(Material shown)

PR #1822, opened 2022-07-29
Database info

MacondoExpress:
# Description

Provide a mechanism to access the Neo4j version before generating the query.
It fixes also the compatibility with Neo4j 5.x by supporting the syntax `point.distance`.

# Checklist


packages/graphql/src/schema/resolvers/wrapper.ts
```diff
@@ -105,10 +118,45 @@ export const wrapResolver =
             executorConstructorParam.bookmarks = context.driverConfig?.bookmarks;
         }
 
+        if (!neo4jDatabaseInfo?.version) {
```
darrellwarde, line 121: Surely this is going to _always_ be undefined, because it is only defined on line 56. I believe this database version fetching will happen on every execution with this current implementation.

packages/graphql/src/schema/resolvers/wrapper.ts
```diff
@@ -105,10 +118,45 @@ export const wrapResolver =
...
+            );
+            const rawRow = dbmsComponentsQueryResult?.records[0];
+            const [rawVersion, edition] = rawRow;
+            neo4jDatabaseInfo = new Neo4jDatabaseInfo(rawVersion as string, edition as Neo4jEdition);
+        }
+        executorConstructorParam.neo4jDatabaseInfo = neo4jDatabaseInfo;
         context.executor = new Executor(executorConstructorParam);
+        context.neo4jDatabaseInfo = neo4jDatabaseInfo;
+
+        return versionMismatchHandler(next)(root, args, context, info);
```
darrellwarde, line 137: It feels slightly strange for the return clause of the `wrapResolver` to be an error handler. Could this not have been caught and then handled, or alternatively, handled within the executor?

packages/graphql/src/classes/Executor.ts
```diff
@@ -189,13 +197,28 @@ export class Executor {
...
 
     private async sessionRun(query: string, parameters, defaultAccessMode, session): Promise<QueryResult> {
         const transactionType = `${defaultAccessMode.toLowerCase()}Transaction`;
-        const result = await session[transactionType](
-            (transaction: Transaction) => this.transactionRun(query, parameters, transaction),
-            this.getTransactionConfig()
-        );
+        const result = await session[transactionType](async (transaction: Transaction) => {
+            const txResult = await this.transactionRun(query, parameters, transaction);
+            this.throwIfVersionMismatch(txResult.summary.server);
```
darrellwarde, line 219: I really think this is unnecessary - I don't think we should be worried if we get to this stage because the Cypher is likely to have executed without error.

darrellwarde (changes requested):
A few thoughts on this!

packages/graphql/src/schema/resolvers/wrapper.ts
darrellwarde: Misunderstanding here!!

packages/graphql/src/classes/Neo4jGraphQL.ts
```diff
@@ -56,6 +57,35 @@ export interface Neo4jGraphQLConfig {
     callbacks?: Neo4jGraphQLCallbacks;
 }
 
+export interface Neo4jVersion {
+    major: number;
+    minor: number;
+}
```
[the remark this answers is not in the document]
MacondoExpress: Not any particular reason!

packages/graphql/src/classes/Executor.ts
MacondoExpress: My idea was around the scenario when the version is automatically detected and later the database is changed or updated, in that case, we could rollback the transaction and catch the error at the level when the resolved is invoked, change the memorized version to the new one and re-generate the query using the newer version.
We could think of another mechanism to automatically update the version anyway. 
I think the rollback mechanism will become necessary if we're going to adopt a 'retry' handler, if not, we could remove both in my opinion!
Happy to remove both, we could instead just print a warning like "different Neo4j version detected".

neo4j-team-graphql:

Check out your changes at
 http://neo4j-graphql-toolbox-stage-1822.surge.sh (=> for local development; use for instance [Neo4j Desktop](https://neo4j.com/download/))
or
 https://neo4j-graphql-toolbox-stage-1822.surge.sh (=> use to connect to an [Aura Free](https://neo4j.com/cloud/aura-free/) dbms)

packages/graphql/tests/utils/builders/driver-builder.ts
```diff
@@ -76,9 +77,44 @@ export class DriverBuilder extends Builder<Driver, Partial<Driver>> {
...
+                            return "";
+                        },
+                    },
+                },
+            };
+        }
+
+        mockFunc.calls = calls;
+        return mockFunc;
+    } */
```
angrykoala, line 98: :upside_down_face:

packages/graphql/tests/utils/builders/driver-builder.ts
```diff
@@ -76,9 +77,44 @@ export class DriverBuilder extends Builder<Driver, Partial<Driver>> {
...
     private createRunMock(): RunFunction {
         const calls: Array<any> = [];
         function mockFunc(...params) {
+            // this is needed as the first query could be the DB version check query
+            if (params && params[0] && params[0] === DBMS_COMPONENTS_QUERY) {
```
angrykoala, line 103:
```suggestion
            if (params?.[0] === DBMS_COMPONENTS_QUERY) {
```

packages/graphql/src/classes/utils/verify-version.ts
```diff
@@ -17,45 +17,26 @@
...
-import type { Session } from "neo4j-driver";
-import semver from "semver";
 import { MIN_VERSIONS } from "../../constants";
+import type { Neo4jDatabaseInfo } from "../Neo4jDatabaseInfo";
 
-export async function verifyVersion(sessionFactory: () => Session): Promise<void> {
-    const session = sessionFactory();
+export function verifyVersion(dbInfo: Neo4jDatabaseInfo): void {
+    if (!dbInfo.toString().includes("aura")) {
+        const minimumVersions = MIN_VERSIONS.find(({ majorMinor }) => dbInfo.toString().startsWith(majorMinor));
```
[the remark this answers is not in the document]
darrellwarde: I'm not tempted to fix this now - this isn't a new check I've introduced, purely refactoring the existing code to use the new class. In the interest of getting the 5.0 compatibility stuff merged, save for another time?

PR #1858, opened 2022-08-05
Release tweaks following first hotfix

darrellwarde:
# Description

A couple of changes which came out of the woodwork as part of the hotfix release:

- The GraphQL Toolbox should be bumped whenever we bump the library - this will lead onto more reliable releases
- A branch should be created from `master` before creating a PR into `dev` following a hotfix release - this will avoid corrupting the commit history of `master`.


tbwiss (approved):
LGTM!

PR #1863, opened 2022-08-08
Fix some flaky tests

darrellwarde:
# Description

Beginning to fix some flaky tests, this PR mainly focusses on array matching and using `expect.toIncludeSameMembers()`.


tbwiss (approved):
Nice clean up @darrellwarde!
Interesting to see that roughly only half of the tests which used `arrayContaining` also checked the length of the array.. Luckily that is not needed anymore with `toIncludeSameMembers`.

Issue #2577, opened 2022-12-15
Sorting by multiple fields fails if any field is `@cypher`


angrykoala:
**Describe the bug**
When sorting by multiple fields, in some cases the generated cypher is invalid

**Type definitions**
```graphql
    type Movie{
        id: ID!
        title: String!
        oneActorName: String @cypher(statement: "MATCH (this)<-[:ACTED_IN]-(a:Person) RETURN a.name")
    }
```

**To Reproduce**
The following query: 
```graphql
query SortWithTopLevelCypher_only {
    movies(options: { limit: 5, sort: { title: ASC, oneActorName: DESC } }) {
        title
        oneActorName
    }
}
```
Fails with the error:
```
Neo4jError: Variable `this_oneActorName` not defined (line 7, column 42 (offset: 122))
"ORDER BY this.title ASC, this_oneActorName DESC"
```

The generated Cypher: 
```cypher
MATCH (this:`Movie`)

WITH *
ORDER BY this.title ASC, this_oneActorName DESC
LIMIT $param0
CALL {
    WITH this
    UNWIND apoc.cypher.runFirstColumnSingle("MATCH (this)<-[:ACTED_IN]-(a:Person) RETURN a.name", { this: this, auth: $auth }) AS this_oneActorName
    RETURN head(collect(this_oneActorName)) AS this_oneActorName
}
RETURN this { .title, oneActorName: this_oneActorName } AS this
```

**System (please complete the following information):**

* Version: @neo4j/graphql@3.14.0
* Neo4j 5.1.0

neo4j-team-graphql:
Many thanks for raising this bug report @angrykoala. :bug: We will now attempt to reproduce the bug based on the steps you have provided.

Please ensure that you've provided the necessary information for a minimal reproduction, including but not limited to:
* Type definitions
* Resolvers
* Query and/or Mutation (or multiple) needed to reproduce

If you have a support agreement with Neo4j, please link this GitHub issue to a new or existing Zendesk ticket.

Thanks again! :pray:

neo4j-team-graphql:
Many thanks for raising this bug report @angrykoala. :bug: We will now attempt to reproduce the bug based on the steps you have provided.

Please ensure that you've provided the necessary information for a minimal reproduction, including but not limited to:
* Type definitions
* Resolvers
* Query and/or Mutation (or multiple) needed to reproduce

If you have a support agreement with Neo4j, please link this GitHub issue to a new or existing Zendesk ticket.

[...]

PR #2573, opened 2022-12-15
Add tests on top-level connections with sort

angrykoala:
# Description
Add some tests related to connection cursor-based sorting.

* Removed unused code in translate-read
* Moved some tests from `sort.int.ts` to `connections/sort.int.test` 

## Complexity

Complexity: Low

PR #2578, opened 2022-12-15
Multiple sort bug

angrykoala:
# Description
Fixes the case of multiple sort fields in the same object (#2577). 

This PR depends on #2573 

## Complexity

Complexity:Low


darrellwarde (dismissed):
LGTM, good spot!

darrellwarde:
Actually, needs a changeset!

PR #2580, opened 2022-12-15
Performance sort connection

angrykoala:
# Description
Improves sort performance by executing it before subqueries if possible

This PR depends on #2573

# Complexity
Medium


neo4j-team-graphql:

Check out your changes at https://neo4j-graphql-toolbox-stage-2580.surge.sh

packages/graphql/src/translate/translate-read.ts
```diff
@@ -136,6 +136,26 @@ export function translateRead(
     let connectionPreClauses: Cypher.Clause | undefined;
 
     if (isRootConnectionField) {
+        const hasConnectionOrdering = resolveTree.args.first || resolveTree.args.after || resolveTree.args.sort;
+        if (hasConnectionOrdering) {
+            const afterInput = resolveTree.args.after as string | undefined;
```
a-alle, line 141: can `resolveTree.args.after` be sth other than string if defined? I see the old code is explicitly checking its type before passing it to `cursorToOffset`

packages/graphql/tests/tck/issues/1364.test.ts
```diff
@@ -147,8 +148,9 @@ describe("https://github.com/neo4j/graphql/issues/1364", () => {
                 RETURN count(DISTINCT genre)\\", { this: this, auth: $auth }) AS this_totalGenres
                 RETURN head(collect(this_totalGenres)) AS this_totalGenres
             }
+            WITH *
+            ORDER BY this_totalGenres ASC
```
a-alle, line 152: Does it make sense to add a test when 2 cypher fields are sorted? And the combination of cypher and normal fields?

angrykoala: the second case you mention is already covered In #2578 

The case of 2 cyphers is not covered and I agree it'll be a good idea

packages/graphql/src/translate/translate-read.ts
darrellwarde: Not as far as I'm aware - it is a type `String` in the schema, so that should give it enough type safety.

darrellwarde (approved):
It looks good! Just to check, do we have a TCK test which also uses `after`? Just concerned that we will introduce `SKIP` into Cypher twice!

PR #2621, opened 2022-12-22
fix: set neo4j-version in GHA to older version for 4.x

tbwiss:
Our pull request tests which rely on a 4.x Neo4j DB fail due to an inability to connect to the Neo4j DB.
Trying to reset to an older version for 4.3 and 4.4 to see if the problem persists.


MacondoExpress (approved):
LGTM, Just to provide a little bit of context for future reference or for a benefit to others, the current latest Neo4j docker images released under the tag 4.3-enterprise and 4.4-enterprise have some connectivity issues with APOC. Will be fixed by future builds, but until then, is rolled back to the latest working images.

(End Material shown)

Retype exactly the span of lines from the one with "PR #2573, opened 2022-12-15" through the one with "a-alle, line 152: Does"; include both ends and omit the rest of the material.

- _Exercise answer_
PR #2573, opened 2022-12-15
Add tests on top-level connections with sort

angrykoala:
# Description
Add some tests related to connection cursor-based sorting.

* Removed unused code in translate-read
* Moved some tests from `sort.int.ts` to `connections/sort.int.test` 

## Complexity

Complexity: Low

PR #2578, opened 2022-12-15
Multiple sort bug

angrykoala:
# Description
Fixes the case of multiple sort fields in the same object (#2577). 

This PR depends on #2573 

## Complexity

Complexity:Low


darrellwarde (dismissed):
LGTM, good spot!

darrellwarde:
Actually, needs a changeset!

PR #2580, opened 2022-12-15
Performance sort connection

angrykoala:
# Description
Improves sort performance by executing it before subqueries if possible

This PR depends on #2573

# Complexity
Medium


neo4j-team-graphql:

Check out your changes at https://neo4j-graphql-toolbox-stage-2580.surge.sh

packages/graphql/src/translate/translate-read.ts
```diff
@@ -136,6 +136,26 @@ export function translateRead(
     let connectionPreClauses: Cypher.Clause | undefined;
 
     if (isRootConnectionField) {
+        const hasConnectionOrdering = resolveTree.args.first || resolveTree.args.after || resolveTree.args.sort;
+        if (hasConnectionOrdering) {
+            const afterInput = resolveTree.args.after as string | undefined;
```
a-alle, line 141: can `resolveTree.args.after` be sth other than string if defined? I see the old code is explicitly checking its type before passing it to `cursorToOffset`

packages/graphql/tests/tck/issues/1364.test.ts
```diff
@@ -147,8 +148,9 @@ describe("https://github.com/neo4j/graphql/issues/1364", () => {
                 RETURN count(DISTINCT genre)\\", { this: this, auth: $auth }) AS this_totalGenres
                 RETURN head(collect(this_totalGenres)) AS this_totalGenres
             }
+            WITH *
+            ORDER BY this_totalGenres ASC
```
a-alle, line 152: Does it make sense to add a test when 2 cypher fields are sorted? And the combination of cypher and normal fields?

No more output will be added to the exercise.